• YOUR ASSIGNMENT
Once the line containing "I know this" is found in the records below, return it and each following line exactly, up to and including the line containing "It uses [GeoRSS](http://www.georss.org/simple.html)", and nothing else.

*** Opening of GIVEN RECORDS ***

PR #25, opened 2015-05-14
Add feed_meta tag

### LINKED ISSUE #20: Liquid tag to add meta tags to head
Thinking something like `{{ feed_meta }}` which would output:

```html
<link rel="alternate" type="application/rss+xml" title="RSS" href="/feed.xml" />
```

benbalter:
Such that `{% feed_meta %}` will output `<link type="application/atom+xml" rel="alternate" href="http://example.org/feed.xml" />`

Fixes #20

### DIFF
--- a/README.md
+++ b/README.md
@@ -27,6 +27,10 @@ Optional configuration options:
 
 * `rss_limit`: number of posts to be included in the feed; default `nil`
 
+### Meta tags
+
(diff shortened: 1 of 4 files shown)


XhmikosR:
I'd say you can squash those patches.

Apart from that, the end tag isn't really needed in HTML 5. Does anybody still care about HTML 4?

pathawks:
HTML 5 as XHTML is a thing.

Yes, keep the self-closing tag.

XhmikosR:
Live in 1990 much?

PR #30, opened 2015-05-18
add trailing slash back in

benbalter:
Revert f61d75749a45aebfa53293cee046f2896cde9d5d which removed the trailing slash in the `id`.

Without it, we get the validation warning `Validation warning: Identifier "http://example.org" is not in canonical form (the canonical form would be "http://example.org/") on line 7 column 22`.

/cc https://github.com/jekyll/jekyll-rss-feed/pull/24


pathawks:
:+1: You beat me to it :stuck_out_tongue:

PR #31, opened 2015-05-18
Better author support

### LINKED ISSUE #28: Better author support
Allow defining a site/post author as a simple key value pair (`name: Ben`) or, as an object, e.g.:

```yml
author:
  name: Ben
  uri: "http://ben.balter.com"
  email: ben@example.com
```

In the first case, we'd just set `author.name` to `Ben`, and in both cases, only output the field (which is supported within the atom spec) if present.

pathawks:
Fixes #28


benbalter:
Ahh nice. Checked the docs, and `name` is required, so there is either `site.author.name`, or it's not a valid object. 

One thought, how do we want to handle if no author is specified, as either a string or an object? Right now, we output an empty node.

Last, would you mind updating the docs with this behavior? Awesome stuff.

pathawks:
> Ahh nice. Checked the docs, and `name` is required, so there is either `site.author.name`, or it's not a valid object.
> 
> One thought, how do we want to handle if no author is specified, as either a string or an object? Right now, we output an empty node.

So if *no* author information is provided, we don't output an `<author>` tag, and that's ok.

If *some* author information is provided without a name (like URL or email), creating an `<author>` tag without a name is invalid.

My first thought is that this is a problem best solved with documentation. We could just make it clear that, if your site/post has an author, you must provide the author's name.

:grey_question:

benbalter:
> So if no author information is provided, we don't output an <author> tag, and that's ok.

Missed the containing `{% if site.author %}`. :+1:

pathawks:
I'm bad at documentation (which is to say, I suppose, that I am a lazy programmer).

Can somebody take a look and make some suggestions?

pathawks:
For the feed author, if nothing is provided, should we try to fallback to `site.github.owner`, similar to what is done for `site.url`?

PR #32, opened 2015-05-18
Escape every string before output

pathawks:
Whether malicious or accidental, not escaping strings before outputting them to the feed opens the door for a user to totally bork their feed.

This pull request tries to escape everything that might be a string before outputting to the feed.


benbalter:
Nice. And a test! Thanks again for the pull request.

PR #33, opened 2015-05-18
Refactor feed.xml to use prepend

pathawks:
I know this is the worst kind of PR: the only reason I did this is because it the convention used for [**jekyll-sitemap**](https://github.com/jekyll/jekyll-sitemap/commit/88aad5c8ca55644ff2afe8c74847c3d584a0289a), but @parkr's a smart guy, I'm sure there is a reason behind the convention...?


benbalter:
>  @parkr's a smart guy

Can't argue with that. :+1: Thanks again.

PR #35, opened 2015-05-19
Geotagging

pathawks:
This pull request adds basic geotagging support for posts.

It uses [GeoRSS](http://www.georss.org/simple.html) to add the information to the feed, which is supported by feed readers like [Flipboard](https://about.flipboard.com/rss-spec/).


parkr:
This feels out of scope for this project. That said, I didn't write it so I don't know if it's really in the scope. Maybe @benbalter has an idea.

pathawks:
I understand where you're coming from. However, this is a feature that both publishers and consumers use; it would be a shame if a site could not use this plugin at all just because they needed this one feature.

benbalter:
Cool feature, and nicely implemented. Can you share a bit more about your use case (or how others might use it)? Just trying to get a sense for how it's used, both as a reader and as a publisher.

pathawks:
For a publisher: If a blog post is about a specific location (ie: travel blog, restaurant review...), that location can be tied to the post. I have used this in the past to show a map of recent posts, just by handing the Atom feed to the Google Maps API.

As far as the reader goes, I don't know. Maybe there's no benefit to them.

Maybe this is one of those things that was the New Hotness in 2008 and I haven't reevaluated since then.

FWIW, [WordPress.com supports this sort of geotagging](https://en.support.wordpress.com/geotagging/), but with little explanation of why one would do this.

pathawks:
I'm closing this for now.

As much as I love the idea of this feature, I admit that there isn't much obvious benefit to readers.

I would love to revisit this in the future if somebody finds a compelling use case. The nice part about doing a feed as a Gem is that it is easy to add features in the future.

Thank you @parkr and @benbalter for asking the tough questions.

Issue #22, opened 2015-05-13
Replace URLs with full URLs in post.content


XhmikosR:
http://validator.w3.org/feed/docs/warning/ContainsRelRef.html

Personally, I hacked around this https://github.com/mpc-hc/mpc-hc.org/blob/master/source/_plugins/fix_rss.rb in order to remove unneeded stuff from the feed.

PR #36, opened 2015-05-19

*** Close of GIVEN RECORDS ***

• OUTPUT OF THE TASK
I know this is the worst kind of PR: the only reason I did this is because it the convention used for [**jekyll-sitemap**](https://github.com/jekyll/jekyll-sitemap/commit/88aad5c8ca55644ff2afe8c74847c3d584a0289a), but @parkr's a smart guy, I'm sure there is a reason behind the convention...?


benbalter:
>  @parkr's a smart guy

Can't argue with that. :+1: Thanks again.

PR #35, opened 2015-05-19
Geotagging

pathawks:
This pull request adds basic geotagging support for posts.

It uses [GeoRSS](http://www.georss.org/simple.html) to add the information to the feed, which is supported by feed readers like [Flipboard](https://about.flipboard.com/rss-spec/).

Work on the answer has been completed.